Review: Super Mario 3D All Stars, Part 3: Super Mario Galaxy (Switch)


It is finally time to cover the third and final game in the Super Mario 3D All Stars collection on the Nintendo Switch. That game is Super Mario Galaxy, an early Wii game where Super Mario’s adventures are in space. I remember hearing about it in early college, and picked it up when it was new to see if it was any good. While I was somewhat skeptical of the Wii at the time, I remember liking this game a fair amount. Now let’s see how it holds out.

Before I begin, if you were looking for the other two games in this collection, follow the two links below:

The Wii was known for popularizing motion controls in home consoles, so there is the potential issue of it not translating well in this Nintendo Switch port. This game originally used the Wii remote with the nunchuck attachment, but thankfully, you have the choice of Joy Cons, the pro controller, or handheld mode on the Switch. Better yet, Mario’s spin move is now mapped to the Y button for easy access (the original required the player to shake the controller to perform this action).

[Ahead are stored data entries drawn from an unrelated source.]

PR #535, opened 2023-08-10
Cleanup playwright test

wadjih-bencheikh18:
I found out that `dragTo` function is not stable in our case
```tsx
await component.dragTo(component, {
  sourcePosition: { x: 100, y: 100 },
  targetPosition: { x: 200, y: 200 },
}); 
```
So I changed it with manual dragging [playwright_documentation](https://playwright.dev/docs/input#dragging-manually)
```tsx
await component.hover({ position: { x: 100, y: 100 } });
await page.mouse.down();
await component.hover({ position: { x: 200, y: 200 } });
await page.mouse.up();
```

And I checked other tests and did a cleanup


stropitek:
Nice that those tests are finally passing!

stropitek:
Can't really review because the renaming of files makes it hard to see what changed, but I trust you on this one.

The motion controls in Super Mario Galaxy were used mostly to point at star bits to collect them, though there were some stage related gimmicks that required more precise movements, sometimes to move Mario around. I played entirely with the pro controller (my Joy Cons drift), and its motion controls worked well for most parts of the game. I did have to recenter the orientation with the R button somewhat often, but most of the game didn’t require constant use of the motion controls. There are two major exceptions, notably manta ray surfing and when Mario tries to balance on a ball, but if you just want to finish the game, you can skip these few levels. It is my understanding that gathering star bits in handheld mode requires the use of the touch screen, so that is the least recommended way to play. The joy cons might offer an experience closest to the original Wii version of the game.


A good chunk of the game is Mario shooting from star launchers from tiny planet to tiny planet, and often, the gravity allows you to walk on every surface of these short level segments. There are some portions where you can fall off into a black hole, but otherwise Mario can move on all sides of the planet he is on. This can sometimes be disorienting, and can lead to sweaty palms from tricky platforming. Luckily, the game doesn’t make this too difficult, as it is forgiving enough for players to get used to the new gravity mechanics.

Like the previous two games in this collection, finishing a level requires finding a star at the end of it. As you gather more stars, more levels become available, and most of them have around three stars. These stars are usually gained in order, though a hidden star is in many levels that you can get if you simply find it. There is also another star that shows up when the game decides to make a comet orbit the level. These add an additional challenge to the level, such as a time limit, a race with shadow Mario, or to complete the level with only one health point. You won’t have any control when these comets are attached to a level, but these are optional challenges anyway.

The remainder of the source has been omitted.